• Collection entries:
================================

PR #4735, opened 2021-03-03
GitHub action for automatic translations updates

### LINKED ISSUE #4598: Prepare for clang-format 11

### LINKED ISSUE #4933: Add a check for developers.json
Every time a comma is missing, or a table entry ends with a comma, the website throws lots of server errors.

So a check for validity for this file would be fine.

The website code fails e.g. here https://github.com/widelands/widelands-website/blob/master/mainpage/views.py#L104

Noordfrees:
Suggestion: Instead of manually pulling and pushing the translations occasionally, how about having it done automatically by a GitHub action every night?
@gunchleoc 

If we want this, we should create a Transifex account for bunnybot, make him an admin, and add his TX API token as a secret to the organization for use in this action. A similar action is already implemented and functional in https://github.com/widelands/wl_addons_server/blob/master/.github/workflows/i18n.yaml (it currently uses my personal API token though which I'm not entirely happy about).

---

Given no response for a long time we should just do that.

Additionally some minor other action tweaks which fix #4598 and fix #4933.


Noordfrees:
Anyone to review this please? We won't get a much more convenient time than now for the formatting change.

The only real changes are in the three YAML files; the rest is formatting only.

.github/workflows/build.yaml
```diff
@@ -6,17 +6,23 @@ on:
...
     runs-on: ubuntu-latest
     steps:
     - name: Checkout
       uses: actions/checkout@v2
       with:
         fetch-depth: 1
+    - name: Validate JSON files
+      run: |
+        python3 utils/validate_json.py data/txts/
+        python3 utils/update_authors.py
```
matthiakl, line 20: The outcome of this script is not pushed back into git. Is this intended?

matthiakl (commented):
> If we want this, we should create a Transifex account for bunnybot, make him an admin, and add his TX API token as a secret to the organization for use in this action. 

Is this already configured?

.github/workflows/build.yaml
Noordfrees: The updated files are pushed frequently by the i18n updater workflow already. Here we only check whether any of these programs return an error code in which case the branch author is expected to fix the json syntax.

Noordfrees:
> > If we want this, we should create a Transifex account for bunnybot, make him an admin, and add his TX API token as a secret to the organization for use in this action.
> 
> Is this already configured?

I'll configure this tomorrow morning or this evening

matthiakl (approved):
Let's have it then.
I'm not really happy about the format changes, but it looks like our old format isn't supported anymore.

Noordfrees:
…should be set up now. We'll see tomorrow morning if it worked.
Thanks for the review :)

klaus-halfmann:
There is a nice tool called jq that can be used for all kind of jsoe manipulations (including validation).
Would this help us?

Noordfrees:
We already have a [json validator](https://github.com/widelands/widelands/blob/master/utils/validate_json.py)
No need to reinvent the wheel ;)

PR #4737, opened 2021-03-04
Fix crash when using debug console in editor

Noordfrees:


matthiakl:
Your fix does work. But wouldn't it make more sense to disable the keyboard shortcut in the editor? Currently the "Cheat mode enabled" message is displayed, which is not quite correct for the editor because it doesn't change anything AFAIK.

Noordfrees:
I was thinking about the debug console. I found this bug by attempting to run a lua script in the editor to modify the terrains automatically, which crashed with unreachable code reached. But you're right I'll additionally disable the cheat mode hotkey and overlay for the editor (the features unlocked by cheat mode are permanently enabled in the editor anyway).

matthiakl (approved):
LGTM

PR #4752, opened 2021-03-08
Two more string fixes

Noordfrees:


hessenfarmer (approved):
LGTM. first one is a nice catch

PR #4753, opened 2021-03-08
fix AI handling of amazon_water_gatherer

hessenfarmer:
the fix was easy and minimal invasive. Now the amazons do not waste any building material for the try and error method for water gatherer huts.


Noordfrees (approved):
Code LGTM, and the placement of water gatherers is indeed much better now.

Noordfrees:
On a side note, there's a lot of debug output in the logs, most of it AI-related. I want to clean this up soonish so it's shown only with ``--verbose`` enabled, any objections?

hessenfarmer:
> 
> 
> On a side note, there's a lot of debug output in the logs, most of it AI-related. I want to clean this up soonish so it's shown only with `--verbose` enabled, any objections?

no objections, this would make the log much cleaner.

PR #4756, opened 2021-03-09
Clean up helptexts files

hessenfarmer:


data/tribes/immovables/ashes/init.lua
```diff
@@ -21,10 +23,6 @@
 --
 --    **descname**: The translatable display name. Use ``pgettext`` to fetch the string.
 --
---    **helptext_script**:  The full path to the ``helptexts.lua`` script for this immovable.
---    **NOTE: Deprecated. Immovable helptexts have been shifted to tribes initialization in the current
---    development version.**
---
```
Noordfrees, line 27: Keep the deprecation notice around until after the release

Noordfrees (commented):
Good catches :) LGTM, one comment inline

data/tribes/immovables/ashes/init.lua
hessenfarmer: I decided to delete them to be consistent with buildings and workers where the passage has already been deleted. Furthermore with this change there is no instance anymore left where this is used so it might only confuse people. 

But if you insist I'll readd this but then for all entities

Noordfrees: There are still a couple of other references:
```
.../doc/sphinx$ grep -r helptexts.lua source/
source/lua_tribes_other.rst.org:  help of each unit's and tribe's ``helptexts.lua`` script.
source/lua_tribes_units.rst.org:``data/tribes``. Each subdirectory needs to have a ``register.lua``, an ``init.lua`` and a ``helptexts.lua``
source/lua_tribes_units.rst.org:* ``helptexts.lua`` will provide the information used by the in-game help
source/lua_tribes_workers.rst.org:**helptext_script**: The full path to the ``helptexts.lua`` script for this worker.
source/lua_tribes_workers.rst.org:Each worker has a ``helptexts.lua`` script, which is located in the same directory as its ``init.lua`` script.
source/lua_tribes_buildings.rst.org:Buildings are defined in their ``init.lua`` file. They also have a corresponding ``helptexts.lua`` file that contains their help texts.
source/lua_tribes_buildings.rst.org:    *Mandatory*. The full path to the ``helptexts.lua`` script for this building.
```

hessenfarmer: Arrrgh.  I did only check .lua files to speed up the search I didn't think of the rst files. Thanks for pointing this out. I will clean them up as well

Noordfrees (commented):
LGTM now. I get a testsuite failure on the market map though:
```
[00:00:03.386 real] ERROR: Scenario not started: Game data error: Error while loading tribe 'barbarians': [../src/scripting/lua_errors.cc:22] tribe barbarians: Failed adding ware 'ax_sharp': Duplicate definition of ware
[00:00:03.386 real] ERROR: stack traceback:
[00:00:03.386 real] ERROR: 	[string "tribes/initialization/barbarians/units.lua"]:10: in main chunk
```

hessenfarmer:
> 
> 
> LGTM now. I get a testsuite failure on the market map though:
> 
> ```
> [00:00:03.386 real] ERROR: Scenario not started: Game data error: Error while loading tribe 'barbarians': [../src/scripting/lua_errors.cc:22] tribe barbarians: Failed adding ware 'ax_sharp': Duplicate definition of ware
> [00:00:03.386 real] ERROR: stack traceback:
> [00:00:03.386 real] ERROR: 	[string "tribes/initialization/barbarians/units.lua"]:10: in main chunk
> ```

================================

• Exercise aim:
All of the records should be repeated precisely as written.

• Task response:
PR #4735, opened 2021-03-03
GitHub action for automatic translations updates

### LINKED ISSUE #4598: Prepare for clang-format 11

### LINKED ISSUE #4933: Add a check for developers.json
Every time a comma is missing, or a table entry ends with a comma, the website throws lots of server errors.

So a check for validity for this file would be fine.

The website code fails e.g. here https://github.com/widelands/widelands-website/blob/master/mainpage/views.py#L104

Noordfrees:
Suggestion: Instead of manually pulling and pushing the translations occasionally, how about having it done automatically by a GitHub action every night?
@gunchleoc 

If we want this, we should create a Transifex account for bunnybot, make him an admin, and add his TX API token as a secret to the organization for use in this action. A similar action is already implemented and functional in https://github.com/widelands/wl_addons_server/blob/master/.github/workflows/i18n.yaml (it currently uses my personal API token though which I'm not entirely happy about).

---

Given no response for a long time we should just do that.

Additionally some minor other action tweaks which fix #4598 and fix #4933.


Noordfrees:
Anyone to review this please? We won't get a much more convenient time than now for the formatting change.

The only real changes are in the three YAML files; the rest is formatting only.

.github/workflows/build.yaml
```diff
@@ -6,17 +6,23 @@ on:
...
     runs-on: ubuntu-latest
     steps:
     - name: Checkout
       uses: actions/checkout@v2
       with:
         fetch-depth: 1
+    - name: Validate JSON files
+      run: |
+        python3 utils/validate_json.py data/txts/
+        python3 utils/update_authors.py
```
matthiakl, line 20: The outcome of this script is not pushed back into git. Is this intended?

matthiakl (commented):
> If we want this, we should create a Transifex account for bunnybot, make him an admin, and add his TX API token as a secret to the organization for use in this action. 

Is this already configured?

.github/workflows/build.yaml
Noordfrees: The updated files are pushed frequently by the i18n updater workflow already. Here we only check whether any of these programs return an error code in which case the branch author is expected to fix the json syntax.

Noordfrees:
> > If we want this, we should create a Transifex account for bunnybot, make him an admin, and add his TX API token as a secret to the organization for use in this action.
> 
> Is this already configured?

I'll configure this tomorrow morning or this evening

matthiakl (approved):
Let's have it then.
I'm not really happy about the format changes, but it looks like our old format isn't supported anymore.

Noordfrees:
…should be set up now. We'll see tomorrow morning if it worked.
Thanks for the review :)

klaus-halfmann:
There is a nice tool called jq that can be used for all kind of jsoe manipulations (including validation).
Would this help us?

Noordfrees:
We already have a [json validator](https://github.com/widelands/widelands/blob/master/utils/validate_json.py)
No need to reinvent the wheel ;)

PR #4737, opened 2021-03-04
Fix crash when using debug console in editor

Noordfrees:


matthiakl:
Your fix does work. But wouldn't it make more sense to disable the keyboard shortcut in the editor? Currently the "Cheat mode enabled" message is displayed, which is not quite correct for the editor because it doesn't change anything AFAIK.

Noordfrees:
I was thinking about the debug console. I found this bug by attempting to run a lua script in the editor to modify the terrains automatically, which crashed with unreachable code reached. But you're right I'll additionally disable the cheat mode hotkey and overlay for the editor (the features unlocked by cheat mode are permanently enabled in the editor anyway).

matthiakl (approved):
LGTM

PR #4752, opened 2021-03-08
Two more string fixes

Noordfrees:


hessenfarmer (approved):
LGTM. first one is a nice catch

PR #4753, opened 2021-03-08
fix AI handling of amazon_water_gatherer

hessenfarmer:
the fix was easy and minimal invasive. Now the amazons do not waste any building material for the try and error method for water gatherer huts.


Noordfrees (approved):
Code LGTM, and the placement of water gatherers is indeed much better now.

Noordfrees:
On a side note, there's a lot of debug output in the logs, most of it AI-related. I want to clean this up soonish so it's shown only with ``--verbose`` enabled, any objections?

hessenfarmer:
> 
> 
> On a side note, there's a lot of debug output in the logs, most of it AI-related. I want to clean this up soonish so it's shown only with `--verbose` enabled, any objections?

no objections, this would make the log much cleaner.

PR #4756, opened 2021-03-09
Clean up helptexts files

hessenfarmer:


data/tribes/immovables/ashes/init.lua
```diff
@@ -21,10 +23,6 @@
 --
 --    **descname**: The translatable display name. Use ``pgettext`` to fetch the string.
 --
---    **helptext_script**:  The full path to the ``helptexts.lua`` script for this immovable.
---    **NOTE: Deprecated. Immovable helptexts have been shifted to tribes initialization in the current
---    development version.**
---
```
Noordfrees, line 27: Keep the deprecation notice around until after the release

Noordfrees (commented):
Good catches :) LGTM, one comment inline

data/tribes/immovables/ashes/init.lua
hessenfarmer: I decided to delete them to be consistent with buildings and workers where the passage has already been deleted. Furthermore with this change there is no instance anymore left where this is used so it might only confuse people. 

But if you insist I'll readd this but then for all entities

Noordfrees: There are still a couple of other references:
```
.../doc/sphinx$ grep -r helptexts.lua source/
source/lua_tribes_other.rst.org:  help of each unit's and tribe's ``helptexts.lua`` script.
source/lua_tribes_units.rst.org:``data/tribes``. Each subdirectory needs to have a ``register.lua``, an ``init.lua`` and a ``helptexts.lua``
source/lua_tribes_units.rst.org:* ``helptexts.lua`` will provide the information used by the in-game help
source/lua_tribes_workers.rst.org:**helptext_script**: The full path to the ``helptexts.lua`` script for this worker.
source/lua_tribes_workers.rst.org:Each worker has a ``helptexts.lua`` script, which is located in the same directory as its ``init.lua`` script.
source/lua_tribes_buildings.rst.org:Buildings are defined in their ``init.lua`` file. They also have a corresponding ``helptexts.lua`` file that contains their help texts.
source/lua_tribes_buildings.rst.org:    *Mandatory*. The full path to the ``helptexts.lua`` script for this building.
```

hessenfarmer: Arrrgh.  I did only check .lua files to speed up the search I didn't think of the rst files. Thanks for pointing this out. I will clean them up as well

Noordfrees (commented):
LGTM now. I get a testsuite failure on the market map though:
```
[00:00:03.386 real] ERROR: Scenario not started: Game data error: Error while loading tribe 'barbarians': [../src/scripting/lua_errors.cc:22] tribe barbarians: Failed adding ware 'ax_sharp': Duplicate definition of ware
[00:00:03.386 real] ERROR: stack traceback:
[00:00:03.386 real] ERROR: 	[string "tribes/initialization/barbarians/units.lua"]:10: in main chunk
```

hessenfarmer:
> 
> 
> LGTM now. I get a testsuite failure on the market map though:
> 
> ```
> [00:00:03.386 real] ERROR: Scenario not started: Game data error: Error while loading tribe 'barbarians': [../src/scripting/lua_errors.cc:22] tribe barbarians: Failed adding ware 'ax_sharp': Duplicate definition of ware
> [00:00:03.386 real] ERROR: stack traceback:
> [00:00:03.386 real] ERROR: 	[string "tribes/initialization/barbarians/units.lua"]:10: in main chunk
> ```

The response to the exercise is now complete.